WHAT NEEDS TO BE DONE =>
Only a number is wanted here: the count of lines in the entries below that include the word "pulling".

SUPPLIED DATA =>
PR #37565, opened 2024-08-23
[tls] Add ValidateCredentials API to the TLS certificate provider.

matthewstevenson88:
Add a ValidateCredentials API to the TLS certificate provider interface. A user can call this API to check that the credentials currently held by the certificate provider instance are valid. The definition of "valid" depends on provider that is being used. For the static data and file watcher providers, "valid" means that the credentials consist of valid PEM.

~Currently there is no check to ensure that credentials consist of valid PEM blocks before a TLS handshake commences. This PR creates a static factory for FileWatcherCertificateProvider (and marks the constructor as deprecated) which performs this validation check. The analogous work for StaticDataCertificateProvider will be done in a follow-up PR.~


src/cpp/common/tls_certificate_provider.cc
```diff
@@ -23,6 +23,8 @@
 #include <grpc/grpc_security.h>
 #include <grpcpp/security/tls_certificate_provider.h>
 
+#include "src/core/lib/security/credentials/tls/grpc_tls_certificate_provider.h"
```
gtcooke94, line 26: I think here we'd prefer to alias the new APIs in `grpcpp/security/tls_certificate_provider.h` if possible, rather that bring in the `src/core` import. And I believe we want this API exposed in the`grpcpp` include header so it can be used.
See the CRL Provider APIs as an exampe - https://github.com/grpc/grpc/blob/a615c505d1adea224a4b303f92f48fb60311a6c3/include/grpcpp/security/tls_crl_provider.h#L29-L34

src/core/tsi/test_creds/BUILD
```diff
@@ -32,4 +32,6 @@ exports_files([
     "multi-domain.pem",
     "leaf_signed_by_intermediate.key",
     "leaf_and_intermediate_chain.pem",
+    "malformed-cert.pem",
```
gtcooke94, line 35: How did you generate these files? I try to have a README describing how test data is created and ideally a script that can be run to generate it, can you add one or both of those?

e.g. these two :
1. https://github.com/grpc/grpc/blob/fc8ab2b7b454cad2bad42ef18a79d2893524cfc0/test/core/tsi/test_creds/crl_data/README#L1

2. https://github.com/grpc/grpc/blob/fc8ab2b7b454cad2bad42ef18a79d2893524cfc0/test/core/tsi/test_creds/crl_data/intermediate_gen.sh#L1

src/cpp/common/tls_certificate_provider.cc
matthewstevenson88: This works in the CRL provider case because there is no C++ layer implementation - it's shared with the C-core implementation. In this case, there is already a `FileWatcherCertificateProvider` defined in `tls_crl_provider.{h,cc}`, so I'm not sure we can do this without converging the two implementations.

src/core/tsi/test_creds/BUILD
matthewstevenson88: Sure! Added to the README. But note that there is no script to generate this testdata: I just copied one of the existing PEM blocks and deleted a random character. :)

src/cpp/common/tls_certificate_provider.cc
gtcooke94: I think you can add a similar looking `::Create` to the definition in `tls_certificate_provider` that ends up wrapping the C-Core implementation or however you want to do it?

gtcooke94: Discussed offline

matthewstevenson88:
@gtcooke94 Any further concerns?

gtcooke94 (approved):
Thanks for the PR, LGTM!

include/grpcpp/security/tls_certificate_provider.h
```diff
@@ -36,6 +40,11 @@ class GRPCXX_DLL CertificateProviderInterface {
  public:
   virtual ~CertificateProviderInterface() = default;
   virtual grpc_tls_certificate_provider* c_provider() = 0;
+
+  // Returns an OK status if the credentials held by the provider are valid.
+  // What it means for a credential to be valid is determined by the provider
+  // implementation.
+  virtual absl::Status ValidateCredentials() const { return absl::OkStatus(); }
```
markdroth, line 47: I don't think it makes sense for this to be a method on the `CertificateProviderInterface`, because the interface is actually designed for more general-purpose cases where there can be multiple certs provided by the same provider, and this API is ambiguous in cases where some of the certs are valid and others are not.

I think this method makes sense only for provider implementations that supply only a single cert, such as the file-watcher and static providers.  Given that, I think we should support this method only on the file-watcher and static providers specifically.  Applications will know which specific subclass they instantiated, so it should be fine for them to call this method.

BUILD
```diff
@@ -2493,6 +2495,7 @@ grpc_cc_library(
         "//src/core:grpc_backend_metric_provider",
         "//src/core:grpc_crl_provider",
         "//src/core:grpc_service_config",
+        "//src/core:grpc_tls_credentials",
```
markdroth, line 2498: I don't think we want this dependency, because this will pull in the SSL libraries as a dependency, which we don't want in insecure builds.

Why is this needed?

include/grpcpp/security/tls_certificate_provider.h
```diff
@@ -36,6 +40,11 @@ class GRPCXX_DLL CertificateProviderInterface {
  public:
   virtual ~CertificateProviderInterface() = default;
   virtual grpc_tls_certificate_provider* c_provider() = 0;
+
+  // Returns an OK status if the credentials held by the provider are valid.
+  // What it means for a credential to be valid is determined by the provider
```
markdroth, line 45: This statement seems so weak that I'm not sure the API actually has value.  I think we probably need to define this a bit more rigorously in order for it to be useful.

src/core/lib/security/credentials/tls/grpc_tls_certificate_provider.h
```diff
@@ -77,6 +77,11 @@ struct grpc_tls_certificate_provider
   // instances of that provider implementation.
   virtual grpc_core::UniqueTypeName type() const = 0;
 
+  // Returns an OK status if the credentials held by the provider are valid.
+  // What it means for a credential to be valid is determined by the provider
+  // implementation.
+  virtual absl::Status ValidateCredentials() const { return absl::OkStatus(); }
```
markdroth, line 83: As mentioned elsewhere, I don't think this method belongs on the base class, only on the file-watcher and static implementations.

test/cpp/server/credentials_test.cc
```diff
@@ -116,6 +120,102 @@ TEST(
   CHECK_NE(server_credentials.get(), nullptr);
 }
 
+TEST(CredentialsTest,
```
markdroth, line 123: I don't think we need to test every success and error case both here and at the C-core layer.  The C-core tests already cover all of the cases; I think the code here should simply check a single success case and a single error case for each of the two provider impls, just to prove that we're propagating the result from the C-core layer correctly.

markdroth (commented):
This looks like the right approach!  Just a few comments to address.

Please let me know if you have any quesitons.  Thanks!

src/core/lib/security/credentials/tls/grpc_tls_certificate_provider.h
matthewstevenson88: Removed from the base class.

test/cpp/server/credentials_test.cc
matthewstevenson88: Removed redundant tests.

include/grpcpp/security/tls_certificate_provider.h
matthewstevenson88: Removed from the base class.

include/grpcpp/security/tls_certificate_provider.h
matthewstevenson88: That sounds reasonable, thanks. Removed from the base class.

BUILD
matthewstevenson88: Good callout. To confirm, you're mostly worried including about the `libcrypto` and `libssl` external deps in the insecure build - is that correct? Or are you worried about pulling in SSL TSI as well?

If yes, I think both `libcrypto` and `libssl` are already pulled in to `grpc++_base` because they are external deps of `//src/core:grpc_crl_provider`, which is included here. However, I agree that this new dependency is pulling in SSL TSI also

The reason this is needed is because of including `src/core/lib/security/credentials/tls/grpc_tls_certificate_provider.h` in `src/cpp/common/tls_certificate_provider.cc`. For a similar reason, we have the `//src/core:grpc_crl_provider` dependency.

One option to avoid this dependency is to add C wrapper APIs to `include/grpc/credentials.h` and use those from `src/cpp/common/tls_certificate_provider.cc`, rather than directly including `src/core/lib/security/credentials/tls/grpc_tls_certificate_provider.h`. My understanding is that this is the older model that we were moving away from, but I may have misunderstood.

WDYT?

markdroth: Sorry, nevermind this comment -- I was confused about the BUILD target hierarchy here.  I thought I remembered that `grpc++_base` was a common target used for both secure and insecure builds, but it looks like it's actually the secure-specific target; users that want insecure builds need to use `grpc++_base_unsecure` instead.

So I think this is fine.

markdroth (approved):

src/cpp/common/tls_certificate_provider.cc
```diff
@@ -47,7 +47,9 @@ StaticDataCertificateProvider::~StaticDataCertificateProvider() {
 };
 
 absl::Status StaticDataCertificateProvider::ValidateCredentials() const {
-  return c_provider_->ValidateCredentials();
+  auto* provider =
+      reinterpret_cast<grpc_core::StaticDataCertificateProvider*>(c_provider_);
```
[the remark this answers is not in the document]
matthewstevenson88: Done.

markdroth (approved):

PR #37566, opened 2024-08-23
[xDS] validate Audience cluster metadata

markdroth:
Add validation of the `Audience` cluster metadata type, as per gRFC A83 (https://github.com/grpc/proposal/pull/438).

I had previously changed the metadata to be represented as JSON in #37468.  However, while working on the GCP Authentication filter implementation, I realized that that's not an ideal representation, because it would have required us to validate the JSON on a per-RPC basis, which would be bad for performance.  So I've changed the representation of metadata to be an abstract type, and we now store the `Audience` metadata as a simple string.  I've also moved metadata into its own type with its own validation code, so that in the future we can use it in places other than CDS (many xDS resource types have metadata fields).

While I was at it, I also add some helper functions for validating the `UInt32Value` and `UInt64Value` wrapper protos.


test/core/xds/xds_metadata_test.cc
```diff
@@ -0,0 +1,276 @@
...
+namespace testing {
+namespace {
+
+class XdsMetadataTest : public ::testing::Test {
+ protected:
+  XdsMetadataTest()
+      : xds_client_(MakeXdsClient()),
+        decode_context_{xds_client_.get(),
+                        *xds_client_->bootstrap().servers().front(),
+                        // FIXME: why does each test need its own tracer?
```
yashykt, line 59: was this meant to be fixed in this PR?

test/core/xds/xds_metadata_test.cc
```diff
@@ -0,0 +1,276 @@
+//
+// Copyright 2022 gRPC authors.
```
yashykt, line 2: 2024? looks like a new file with new contents?

yashykt (approved):

test/core/xds/xds_metadata_test.cc
markdroth: Whoops!  Yes, I meant to fix this as part of this PR, but I somehow managed to do it on the wrong branch.  I've added the fix.

test/core/xds/xds_metadata_test.cc
markdroth: I forked this from another file and kept the original date.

TASK SOLUTION =>
2